The last year in clinical vitamin D research has confirmed the presence of a worldwide problem with vitamin D depletion, a problem that appears to be worsening. Large-scale population studies bear out long-held concerns that low serum 25OHD levels are associated with a number of adverse outcomes in the human musculoskeletal, innate immune, and cardiovascular systems; in fact, low vitamin D levels are significantly associated with all-cause mortality in the U.S. population. It is hypothesized that the rise in global obesity contributes to the worsening of the problem of vitamin D insufficiency/deficiency, amplifying adverse impacts on the host skeleton, immunoreactivity to microbes, and metabolic status. Because of its frequency, its ease of detection, its associated adverse outcomes, and the straightforward, inexpensive and effective means by which is can be treated, vitamin D insufficiency should be sought especially when evaluating and treating osteoporotic, otherwise immuno-compromised, and obese subjects. Finally, it should be remembered that treatment of vitamin D insufficiency/deficiency has two phases: 1) restoration of 25OHD levels to more than 30 ng/ml; and 2) maintenance of the serum 25OHD in that range.

Footnotes

This work was supported by Grants RO1 AR037399-22, RO1 AR050626-05, RO1 AI073539-02, and RO1 EB009306-02 from National Institutes of Health.

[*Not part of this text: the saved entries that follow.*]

PR #1775, opened 2021-11-17
replace old explorer url with the new one and remove edit option

### LINKED ISSUE #1766: Explorer - URL tied to profile
Currently, when we change the URL for explorer for old profiles old URL stays.

Why it's saved on profile level? To allow edit it? @coiki do you think anyone is using this option?

My propositions:
- remove the possibility to edit explore link **or**
- provide versioning. If the version increases then overwrite URL stored on profile level with current one.

image

@coiki what you think about that?

bassemmagdy:
-fixes  #1766


src/core/database/storage/SettingsModelStorage.ts
```diff
@@ -84,6 +84,10 @@ export class SettingsModelStorage extends VersionedObjectStorage<Record<string,
                     description: 'Reset for fees update.',
                     migrate: () => undefined,
                 },
+                {
```
cryptoBeliever, line 87: - We need reset storage to remove explorer link from there?
- description is wrong

src/views/forms/FormGeneralSettings/FormGeneralSettings.vue
```diff
@@ -42,6 +40,15 @@
                         </template>
                     </FormRow>
 
+                    <FormRow>
+                        <template v-slot:label> {{ $t('set_explorer_link') }}: </template>
```
OlegMakarenko, line 44: Maybe for consistency with the labels above, we should change it to this:
```suggestion
                        <template v-slot:label> {{ $t('form_label_explorer_link') }}: </template>
```
Then the translation key should be also updated

bassemmagdy: Updated.

cryptoBeliever:
Tested. Works well.

cryptoBeliever (approved):

bassemmagdy:
rebased in https://github.com/symbol/desktop-wallet/pull/1784

PR #11718, opened 2025-10-03
fix(executions): make state_duration generated on queries

### LINKED ISSUE #11593: Duration sort on executions not arranging executions in correct order
### Describe the issue

If you have a mix of executions varying from durations of seconds to minutes then the duration sort does not work. as an example, see this screenshot of attempting to arrange durations in ascending order on 1.0.2. 

Image

### Environment

- Kestra Version: 1.0.2

AcevedoR:
- fixes https://github.com/kestra-io/kestra/issues/11593

### DIFF
--- a/core/src/main/java/io/kestra/core/models/flows/State.java
+++ b/core/src/main/java/io/kestra/core/models/flows/State.java
@@ -86,10 +86,11 @@ public class State {
 
     @JsonProperty(access = JsonProperty.Access.READ_ONLY)
     public Duration getDuration() {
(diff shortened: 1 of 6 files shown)


AcevedoR:
It cannot work for mysql as it requires deterministic expressions in GENERATED columns, so, I cannot get the current date in such generated column. I guess I'll have to do it explicitly with Jooq when querying

AcevedoR:
old pr, this was fixed elsewhere

PR #11723, opened 2025-10-03
fix(executions): purge executions by 100 by default

loicmathieu:
As 500 may be too much if executions are huge as the batch will be loaded in memory.


brian-mulier-p (approved):
LGTM

PR #11729, opened 2025-10-03
Revert "fix(core): properly encode filenames with spaces in URI (#115…

loicmathieu:
…99)"

This reverts commit aff8fde79df4e05886a707e00281a6fdf23dc71a.


loicmathieu:
Merging it without approval as it revert a commit I approved by mistake.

Disclosure Summary: The authors have nothing to disclose.

a

Expression of vitamin D or vitamin D metabolites without a subscript refers to the total compliment of both vitamin D2 and vitamin D3 or total compliment of vitamin D2 and vitamin D3 metabolites, respectively, in the sample.

Abbreviations: BMI, Body mass index; FGF23, fibroblast growth factor 23; iPTH, immunoreactive PTH; 1,25(OH)2D, 1,25-dihydroxyvitamin D; OHD, 25-hydroxyvitamin D; TLR, Toll-like receptor; VDR, vitamin D receptor.